Seeking Self-Therapy

I’m feeling lost again.  I don’t know if it’s because that week that I was physiologically messed up and it’s taking awhile to level out,  if it’s because of the odd schedule of summer or if it’s just a certain point in this upheaval of my life this past year.  I just don’t know where to go from here, what to do to grow and change.  Yes, I know that I am slowly doing those things just by being where I am and doing what I am doing, but it all seems at a prolonged stand-still.  And it hurts.  So much.  I think I’ve pretty much decided to go back to my weekly meetings.  I think they helped, but I don’t think that I’ve worked all of the way through what I need to work through.  I think my healing was somewhat a victim of someone else’s path.  So, I guess it’s a positive thing that I am taking it upon myself to go back, on my terms, not on someone else’s.  So there is that…

The methods I have been using to keep my mind focused lately are knitting, reading on the internet and watching too much T.V.  Purposeful T.V., for what it’s worth, since the internet is my television.  Funny side note – we have lived here since January and didn’t figure it out until we moved into this larger space that we actually have cable.  For some odd reason I hooked up the cable to the television when I set it up and voila, dozens of channels of almost-nothing.  Crazy. 

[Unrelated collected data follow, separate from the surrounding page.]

PR #778, opened 2025-08-19
tests: increase PHP memory limit to 512M in Dockerfile

bpolaszek:
Hello there,

When running `docker-compose run --rm package bash -c "composer install && composer test && composer lint && composer phpstan"`  I got memory_limit errors during the phpstan step (Mac M4).

I suggest to raise the default limit from 128M to 512M to avoid these errors.

## Summary by CodeRabbit

* **New Features**
  * Composer is now preinstalled in the container, enabling dependency management directly within the image.

* **Chores**
  * PHP memory limit set to 512M to improve application stability under heavier workloads.

PR #790, opened 2025-09-18
Update composer command to run phpstan

Strift:
# Pull Request

## What does this PR do?
- Update memory limit for phpstan

## PR checklist

## Summary by CodeRabbit

- Chores
  - Updated development script configuration to run static analysis with a defined memory limit, improving reliability and consistency during developer workflows and CI runs. This helps prevent out-of-memory failures when analyzing larger codebases. No changes to user-facing functionality or behavior.

### DIFF
--- a/composer.json
+++ b/composer.json
@@ -69,7 +69,7 @@
         "lint:fix": [
             "./vendor/bin/php-cs-fixer fix --verbose --config=.php-cs-fixer.dist.php --using-cache=no  --diff"
         ],
-        "phpstan": "./vendor/bin/phpstan",
+        "phpstan": "./vendor/bin/phpstan --memory-limit=512M",
         "test": [
             "sh scripts/tests.sh"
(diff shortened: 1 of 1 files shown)


norkunas:
What's the point of this?

Strift:
I often run into memory issues when running `composer phpstan` locally. 

This PR addresses the same memory limit issue fixed in #778. That other PR only focused on the Docker compose environment, though.

I can circumvent it by running `./vendor/bin/phpstan --memory-limit=512M` instead, but I thought it would be better if the composer script contained the correct arguments.

What do you think?

norkunas:
But that depends on the environment. If i have much memory, why it should limit and run slower? :slightly_smiling_face: 

in #778 it was increased, so not the same

Strift:
Thanks for the clarification! Indeed, everyone should configure it manually if needed

PR #895, opened 2026-03-25
Add method to get task documents

### LINKED ISSUE #890: [Meilisearch v1.13.0] Add method to get tasks documents
## Context

Meilisearch 1.13 introduces a method to [get tasks documents](https://www.meilisearch.com/docs/reference/api/async-task-management/get-tasks-documents).

## Description

We want to add a method to this SDK to interact with the `GET /tasks/{task_id}/documents` API endpoint.

## Tasks

- [ ] Update API method to allow retrieving a tasks documents
- [ ] Add test cases for the new method
- [ ] Add an example under the `get_task_documents_1` YAML key in [.code-samples.meilisearch.yaml](../blob/main/.code-samples.meilisearch.yaml). It should match the example in [the documentation](https://github.com/meilisearch/documentation/blob/main/.code-samples.meilisearch.yaml).

mvanhorn:
## Summary

Adds `getTaskDocuments()` for the `GET /tasks/{task_id}/documents` endpoint introduced in Meilisearch v1.13.

## Changes

- `src/Endpoints/Tasks.php`: Added `getDocuments(int $taskUid)` that calls `GET /tasks/{id}/documents`
- `src/Endpoints/Delegates/HandlesTasks.php`: Added `getTaskDocuments(int $uid)` delegate method
- `.code-samples.meilisearch.yaml`: Added `get_task_documents_1` code sample

## Testing

- Follows the existing pattern from `getTask()` / `get()`
- Code sample matches the format from the [Meilisearch documentation](https://www.meilisearch.com/docs/reference/api/async-task-management/get-tasks-documents)

Fixes #890

This contribution was developed with AI assistance (Claude Code).

## Summary by CodeRabbit

* **New Features**
  * Retrieve documents associated with a specific task ID via a new endpoint method, returning the task’s document payload.

* **Documentation**
  * Added a code sample showing how to fetch documents for a given task.

* **Tests**
  * Added an integration test that enables the experimental route, seeds a completed task, and verifies fetching task documents returns a non-empty array.

### DIFF
--- a/tests/Endpoints/TasksTest.php
+++ b/tests/Endpoints/TasksTest.php
@@ -55,6 +55,7 @@ final class TasksTest extends TestCase
         $http->patch('/experimental-features', ['getTaskDocumentsRoute' => true]);
 
         $task = $this->index->updateDocuments(self::DOCUMENTS);
+        $task->wait();
 
         $stream = $this->client->getTaskDocuments($task->getTaskUid());
 
@@ -63,7 +64,6 @@ final class TasksTest extends TestCase
         self::assertNotEmpty($lines, 'Stream should contain at least one NDJSON line');
 
         $documents = array_map(fn (string $line) => json_decode($line, true, 512, \JSON_THROW_ON_ERROR), $lines);
-        self::assertNotEmpty($documents);
         self::assertArrayHasKey('id', $documents[0], 'Each document should have an id field');
     }
 
--- a/tests/Endpoints/TasksTest.php
+++ b/tests/Endpoints/TasksTest.php
@@ -48,6 +48,15 @@ final class TasksTest extends TestCase
         self::assertInstanceOf(DocumentAdditionOrUpdateDetails::class, $task->getDetails());
     }
 
+    public function testGetTaskDocumentsClient(): void
+    {
+        [$seedTask, $completedTask] = $this->seedIndex();
+
+        $documents = $this->client->getTaskDocuments($completedTask->getTaskUid());
+
+        self::assertIsArray($documents);
+    }
+
     public function testGetAllTasksClient(): void
     {
         $tasks = $this->client->getTasks();
--- a/tests/Endpoints/TasksTest.php
+++ b/tests/Endpoints/TasksTest.php
@@ -50,11 +50,10 @@ final class TasksTest extends TestCase
 
     public function testGetTaskDocumentsClient(): void
     {
-        [$seedTask, $completedTask] = $this->seedIndex();
+        [, $completedTask] = $this->seedIndex();
 
         $documents = $this->client->getTaskDocuments($completedTask->getTaskUid());
 
-        self::assertIsArray($documents);
         self::assertNotEmpty($documents);
     }
 
--- a/tests/Endpoints/TasksTest.php
+++ b/tests/Endpoints/TasksTest.php
@@ -13,6 +13,7 @@ use Meilisearch\Contracts\TaskStatus;
 use Meilisearch\Contracts\TaskType;
 use Meilisearch\Endpoints\Indexes;
 use Meilisearch\Exceptions\ApiException;
+use Meilisearch\Http\Client;
 use Tests\TestCase;
 
 final class TasksTest extends TestCase
@@ -50,6 +51,9 @@ final class TasksTest extends TestCase
 
     public function testGetTaskDocumentsClient(): void
     {
+        $http = new Client($this->host, getenv('MEILISEARCH_API_KEY'));
+        $http->patch('/experimental-features', ['getTaskDocumentsRoute' => true]);
+
         [, $completedTask] = $this->seedIndex();
 
         $documents = $this->client->getTaskDocuments($completedTask->getTaskUid());
--- a/tests/Endpoints/TasksTest.php
+++ b/tests/Endpoints/TasksTest.php
@@ -55,6 +55,7 @@ final class TasksTest extends TestCase
         $documents = $this->client->getTaskDocuments($completedTask->getTaskUid());
 
         self::assertIsArray($documents);
+        self::assertNotEmpty($documents);
     }
 
     public function testGetAllTasksClient(): void
--- a/tests/Endpoints/TasksTest.php
+++ b/tests/Endpoints/TasksTest.php
@@ -14,7 +14,6 @@ use Meilisearch\Contracts\TaskType;
 use Meilisearch\Endpoints\Indexes;
 use Meilisearch\Exceptions\ApiException;
 use Meilisearch\Http\Client;
-use Psr\Http\Message\StreamInterface;
 use Tests\TestCase;
 
 final class TasksTest extends TestCase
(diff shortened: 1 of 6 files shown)


norkunas:
Missing tests :)

mvanhorn:
Added test in 2173521: verifies `getTaskDocuments()` returns an array for a completed document addition task.

tests/Endpoints/TasksTest.php
```diff
@@ -48,6 +48,15 @@ public function testGetOneTaskClient(): void
         self::assertInstanceOf(DocumentAdditionOrUpdateDetails::class, $task->getDetails());
     }
 
+    public function testGetTaskDocumentsClient(): void
+    {
+        [$seedTask, $completedTask] = $this->seedIndex();
+
+        $documents = $this->client->getTaskDocuments($completedTask->getTaskUid());
+
+        self::assertIsArray($documents);
```
norkunas: Maybe asserting that array is not empty is better to prove that we really get something?

mvanhorn: Added `assertNotEmpty` in 4ac9ba2.

norkunas (approved):
Just fix CI

mvanhorn:
Fixed in 980d58b: removed the redundant `assertIsArray` (phpstan flagged it as `alreadyNarrowedType` since `getTaskDocuments()` already returns `array`) and dropped the unused `$seedTask` variable.

norkunas (approved):

Strift (changes requested):
Tests are failing: 

```
1) Tests\Endpoints\TasksTest::testGetTaskDocumentsClient
Meilisearch\Exceptions\ApiException: Getting the documents of an enqueued task requires enabling the `get task documents route` experimental feature. See https://github.com/orgs/meilisearch/discussions/808

/home/runner/work/meilisearch-php/meilisearch-php/src/Http/Client.php:248
/home/runner/work/meilisearch-php/meilisearch-php/src/Http/Client.php:171
/home/runner/work/meilisearch-php/meilisearch-php/src/Http/Client.php:76
/home/runner/work/meilisearch-php/meilisearch-php/src/Endpoints/Tasks.php:27
/home/runner/work/meilisearch-php/meilisearch-php/src/Endpoints/Delegates/HandlesTasks.php:25
/home/runner/work/meilisearch-php/meilisearch-php/tests/Endpoints/TasksTest.php:55
```

mvanhorn:
Enabled the experimental feature flag before the test call in 5f38a80 -- follows the same `$http->patch('/experimental-features', ...)` pattern used in DocumentsTest and other experimental endpoint tests.

tests/Endpoints/TasksTest.php
```diff
@@ -48,6 +49,18 @@ public function testGetOneTaskClient(): void
         self::assertInstanceOf(DocumentAdditionOrUpdateDetails::class, $task->getDetails());
     }
 
+    public function testGetTaskDocumentsClient(): void
+    {
+        $http = new Client($this->host, getenv('MEILISEARCH_API_KEY'));
+        $http->patch('/experimental-features', ['getTaskDocumentsRoute' => true]);
```
norkunas, line 55: @Strift as experimental features are the public/documented api, i think it should be available on `$this->client` like `$this->client->enableExperimentaFeature(...)`, so the tests wouldn't need to instantiate new http client, wdyt?

Strift: Yes, that would be better. But the `enableExperimentaFeature` method would be unstable, because the accepted set of features would vary as versions change.

We do it in the JS package, and I personally think that's fine.

norkunas: well we could just accept any string, so would not matter if list changes

mvanhorn:
Fixed the test in 96d3851. The issue was calling `getTaskDocuments()` on a completed task -- the API only returns documents for `enqueued` or `processing` tasks. Now calls it immediately after `updateDocuments()` before the task completes.

Re: the experimental feature enablement discussion -- happy to switch to `$this->client->enableExperimentalFeature(...)` if you settle on that API. Current approach follows the same raw HTTP pattern used in DocumentsTest.

norkunas:
@Strift this is somewhat unexpected that this endpoint returns ndjson :slightly_smiling_face:

mvanhorn:
Saw the NDJSON discussion -- should I update `getTaskDocuments()` to parse the NDJSON response (split lines + json_decode each), or would you rather handle the response format separately?

Strift:
Hey there,

I would like to align this feature with how it's being handled in our other SDKs (specifically the JavaScript one). The `/tasks/{task_id}/documents` endpoint returns **NDJSON** (Newline Delimited JSON), and I prefer to handle it via streaming rather than parsing the entire response into a standard JSON array. 

I prefer to align with what the Meilisearch team designed. Since it's an experimental method, we can still iterate if this doesn't work well.

To achieve this, I recommend the following changes:

1.  **Add `getStream` to the HTTP Contract**:
    In `src/Contracts/Http.php`, add the method definition:
    ```php
    /**
     * @throws ApiException
     */
    public function getStream(string $path, array $query = []): StreamInterface;
    ```

2.  **Implement `getStream` in the HTTP Client**:
    In `src/Http/Client.php`, implement the method using the existing `executeStream` helper:
    ```php
    public function getStream(string $path, array $query = []): StreamInterface
    {
        $request = $this->requestFactory->createRequest(
            'GET',
            $this->baseUrl.$path.$this->buildQueryString($query)
        );

        return $this->executeStream($request);
    }
    ```

3.  **Update the Tasks endpoint**:
    In `src/Endpoints/Tasks.php` and the `HandlesTasks` delegate, update the method to return a `StreamInterface` and use the new `getStream()` method. We should avoid converting the response to an array and instead return the raw NDJSON stream (similar to how `streamCompletion` works in `HandlesChatWorkspaceSettings`).

For reference, you can look at the equivalent implementation in the JavaScript SDK: [meilisearch-js PR #2156](https://github.com/meilisearch/meilisearch-js/pull/2156/changes).

mvanhorn:
Implemented in 902ee12:

- Added `getStream()` to `Http` contract and `Client` implementation
- `Tasks::getDocuments()` now returns `StreamInterface` via `getStream()`
- `HandlesTasks::getTaskDocuments()` return type updated to `StreamInterface`
- Test updated to assert `StreamInterface` and non-empty content

Followed the pattern from the existing `postStream`/`executeStream` pair. Happy to adjust if the JS SDK reference calls for anything different.

tests/Endpoints/TasksTest.php
```diff
@@ -48,6 +50,20 @@ public function testGetOneTaskClient(): void
...
+
+        $task = $this->index->updateDocuments(self::DOCUMENTS);
+
+        $stream = $this->client->getTaskDocuments($task->getTaskUid());
+
+        self::assertInstanceOf(StreamInterface::class, $stream);
+        $content = (string) $stream;
+        self::assertNotEmpty($content);
```
norkunas: well i'd like that the test would show how to access documents, because now it's unclear for me

mvanhorn: Updated in 81d91b5 - the test now parses the NDJSON stream line by line, decodes each document, and asserts the structure. Also fixes the phpstan `alreadyNarrowedType` error from the removed `assertInstanceOf`.

norkunas (approved):

mvanhorn:
Fixed in f289c8c: the test was calling `getTaskDocuments` before the task completed, causing the `JsonException`. Added `$task->wait()` before the fetch. Also removed the redundant `assertNotEmpty($documents)` that phpstan flagged.

mvanhorn:
Fixed in 38e2983. Two things were breaking this, found by reproducing against meilisearch-enterprise:latest:

1. `$task->wait()` let the task reach `succeeded`, but the route only returns documents for `enqueued`/`processing` tasks (hence "does not contain any documents"). The test now enqueues a large batch first so the inspected task stays queued while we read it.

2. The route sends `Content-Type: application/x-ndjson` but streams the objects concatenated with no newline separators (verified up to 2000 docs), so splitting on `\n` + `json_decode` with `JSON_THROW_ON_ERROR` couldn't parse it. The test now decodes the payload as a sequence of concatenated JSON values.

Verified: this test 12/12 across repeats, full TasksTest 10/10, php-cs-fixer + phpstan clean. @norkunas it now demonstrates real document access. The concatenated-no-newline stream is a bit awkward to consume - happy to move the parsing into the client if you'd prefer, but kept the raw stream to match the PR's current API.

Strift (approved):
LGTM 🙌

mvanhorn:
Thanks for reviewing and merging, @Strift - getTaskDocuments fills a gap the PHP SDK had versus the raw API.

PR #1553, opened 2023-05-05
Align copy with new wording

nmattia:
This updates the copy to use the new official wording, in particular Anchor -> Internet Identity & Device -> Passkey


frederikrothenberger (approved):
Things I noticed:
* Sometimes the layout is now more narrow (i.e. in the screnshot screenshots/desktop/authorizePick.png). Is this intended?
* the test banner still uses the word anchor
* the error message on recover when no recovery device exists still uses the word anchor
* the `register` method in iiConnection logs messages that contain the word anchor.
* the duplicate error message in webAuthnErrorUtils.json should probably also be reworded to better fit the new passkey terminology.

nmattia:
Thanks for the thorough review!

> Sometimes the layout is now more narrow (i.e. in the screnshot screenshots/desktop/authorizePick.png). Is this intended?

Jein, we've decided to not fiddle with this too much for now
 
> the test banner still uses the word anchor
> the error message on recover when no recovery device exists still uses the word anchor
> the register method in iiConnection logs messages that contain the word anchor.
> the duplicate error message in webAuthnErrorUtils.json should probably also be reworded to better fit the new passkey terminology.

Thanks, will adapt!

PR #1554, opened 2023-05-05
Allow renaming devices

nmattia:
This adds an option in the management page for renaming authenticator devices.


frederikrothenberger (approved):
Nice!
But we should really introduce nicer prompts instead of using alerts...

PR #1555, opened 2023-05-05
Fix URL autofill for local deployments

frederikrothenberger:
In addition, it removes a no longer used URL fallback to `https://<canister_id>.dfinity.network`.


nmattia (approved):
This makes sense, thanks! I would still leave the `"local"` branch just to be explicit, even if we default to the same value. It makes it clearer that the value is used for local development, and that any value other than `local` or `ic` for `DFX_NETWORK` is not actively supported but will just use a fallback. Wdyt?

PR #1560, opened 2023-05-08
Catch prepareDelegation errors

nmattia:
This ensures canister errors when preparing the delegation are caught and an error message is shown to the user.


src/frontend/src/flows/authorize/fetchDelegation.ts
```diff
@@ -36,12 +36,18 @@ export const fetchDelegation = async (
...
     authContext.authRequest.maxTimeToLive
   );
 
+  if ("error" in result) {
+    return result;
+  }
+
+  const [userKey, timestamp] = result;
+
   const signed_delegation = await retryGetDelegation(
```
frederikrothenberger, line 51: Shouldn't there be some try catch around `get_delegation` too?

frederikrothenberger (approved):

PR #1561, opened 2023-05-08
Align Identity card with dapps explorer

nmattia:
The "Internet Identity" image card uses negative borders to make up for its container's padding; however the wrong padding values were used. This makes sure the correct margins are used to ensure the cards are aligned on the management page.

Before:

Screenshot 2023-05-08 at 10 28 15

After:

Screenshot 2023-05-08 at 10 28 25


frederikrothenberger (approved):
Unrelated, but the mobile screenshots are off. Is this to do with min-width exceeding the mobile screen width? We should probably switch to a more realistic mobile device resolution...

nmattia:
> Unrelated, but the mobile screenshots are off. Is this to do with min-width exceeding the mobile screen width? We should probably switch to a more realistic mobile device resolution...

Yeah I know, spotted this here too. I'll have a look into this but I suspect it's related to last-minute changes we made last week to fix the container width on desktop. I think the resolution is somewhat realistic (iPhone SE IIRC)

frederikrothenberger:
> > Unrelated, but the mobile screenshots are off. Is this to do with min-width exceeding the mobile screen width? We should probably switch to a more realistic mobile device resolution...
> 
> Yeah I know, spotted this here too. I'll have a look into this but I suspect it's related to last-minute changes we made last week to fix the container width on desktop. I think the resolution is somewhat realistic (iPhone SE IIRC)

But is it actually broken on an iPhone SE now?

nmattia:
> But is it actually broken on an iPhone SE now?

According to Chrome's mobile emulator, it is not; might be because of different pixel densities. Will need to look into it to get a better idea of what's happening.

PR #1562, opened 2023-05-08
Show Passkey alias when renaming

nmattia:
This ensures the current Passkey's alias is shown and set as a default when the user renames their Passkey. This gives the user context about which Passkey they're renaming, and improves the flow (since renaming is often just slightly tweaking the current alias).

https://user-images.githubusercontent.com/6930756/236777144-3a96ea2d-7f3a-40d4-898a-b93d8b161cf8.mov


frederikrothenberger (approved):
Thanks!

PR #1565, opened 2023-05-08
Infer more correct alias for Chrome

nmattia:
This updates the Passkey alias inferrence to be less specific but more correct on Chrome:

> Chrome has a concept of shared "Passkeys". If the user is signed in (to Chrome), then Chrome will create a
> Passkey shared across all the users' Chromes; if the user is _not_ signed in, then it will be local. We haven't
> found a way to figure out if the generated Passkey is shared or not, so to be safe we just say "Chrome" as a tradeoff
> between "Chrome on [OS]" (local) and "Chrome Passkey" (shared).

### DIFF
--- a/src/frontend/src/flows/register/index.ts
+++ b/src/frontend/src/flows/register/index.ts
@@ -126,10 +126,17 @@ export const inferAlias = async ({
     return FIDO;
   }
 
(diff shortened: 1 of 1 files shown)


frederikrothenberger (approved):
LGTM!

My summer class is going okay, I guess.  I still lack study skills, something I really need to work on.  But I’m learning, and passing, the former being the important thing and the latter being quite useful in the scheme of things.  Work is, meh, work.  I need to become more disciplined in that area, too, since the state of my finances may dictate that I keep on working even once school starts.  That in addition to the supposed 15 hour a week job on the newspaper.  Oh, and the full load of classes.  And my home life – my children pretty much.

I need to set some goals and work on them every day.  I need to have a ‘New Years’ of sorts and wipe the slate clean and get a fresh start again.  My health, my finances and my personal life are the top 3.  Secondary items would by organization, cooking more and doing something to “give back”.  Most of my adult life I have considered the raising of the incredible individuals that play the real life part of my children as my main way of giving back.  But I think I can incorporate the two together and have an even greater outcome.

So, I think that now I’ve gotten some thoughts typed out here, I will sleep and think on them a bit, and then come back and get more detailed about it all.  Good Night.